Background And Aim: In patients with cystic fibrosis (CF) the architecture of the developing lungs and the ventilation of lung units are progressively affected, influencing intrapulmonary gas mixing and gas exchange. We examined the long-term course of blood gas measurements in relation to characteristics of lung function and the influence of different CFTR genotype upon this process.

Methods: Serial annual measurements of PaO2 and PaCO2 assessed in relation to lung function, providing functional residual capacity (FRCpleth), lung clearance index (LCI), trapped gas (VTG), airway resistance (sReff), and forced expiratory indices (FEV1, FEF50), were collected in 178 children (88 males; 90 females) with CF, over an age range of 5 to 18 years. Linear mixed model analysis and binary logistic regression analysis were used to define predominant lung function parameters influencing oxygenation and carbon dioxide elimination.

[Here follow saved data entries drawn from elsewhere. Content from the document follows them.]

PR #387, opened 2026-03-18
fix: improve offline indicator accuracy with HTTP probe

dcalhoun:
## What?
Fixes the offline indicator not appearing in Android WebView, and improves its accuracy across all platforms.

## Why?
Two issues:

1. **Android WebView never fires `online`/`offline` events** — a known long-standing WebView limitation. Unlike Chrome (a full browser with its own network stack), Android WebView does not synthesize these events when OS network state changes, so the offline banner never appeared.
2. **`navigator.onLine` and browser `online`/`offline` events are unreliable** on other platforms — they only confirm a network interface is active, not that the internet is reachable. Chrome is also known to not fire the `offline` event in all network loss scenarios.

Fix CMM-1945. Follow up on https://github.com/wordpress-mobile/GutenbergKit/pull/366#discussion_r2915245274.

### Android native polyfill
Adds a `ConnectivityManager.NetworkCallback` inside `GutenbergView` that monitors OS network state and synthesizes `window.dispatchEvent(new Event('online'|'offline'))` into the WebView — a transparent polyfill requiring no host app changes. The callback is registered in `onAttachedToWindow` and unregistered in `onDetachedFromWindow`. Also adds the required `ACCESS_NETWORK_STATE` permission to the library manifest (a normal permission; no runtime grant needed).

### JS probe-based connectivity strategy
Replaces the simple event listener approach with an asymmetric strategy:

- **Initial state** reads `navigator.onLine`. A `false` value is trusted immediately (definitive signal the device has no interface). A `true` value triggers a mount-time probe to catch misreported online status before any event fires.
- **`offline` event**: trusted immediately — this signal is reliable.
- **`online` event**: verified by a lightweight `HEAD` probe before clearing the indicator, guarding against false positives.

The probe targets `siteApiRoot` from the GBKit config, testing actual WordPress API reachability. Falls back to `/favicon.ico` in local dev environments.

## Testing Instructions
1. If set, remove `GUTENBERG_EDITOR_URL` from `local.properties`. 
2. Run `make build` to build the latest JavaScript.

Results: PaO2 decreased linearly from age 5 to 18 years, and was mainly associated with FRCpleth, (p < 0.0001), FEV1 (p < 0.001), FEF50 (p < 0.002), and LCI (p < 0.002), indicating that oxygenation was associated with the degree of pulmonary hyperinflation, ventilation inhomogeneities and impeded airway function. PaCO2 showed a transitory phase of low PaCO2 values, mainly during the age range of 5 to 12 years. Both PaO2 and PaCO2 presented with different progression slopes within specific CFTR genotypes.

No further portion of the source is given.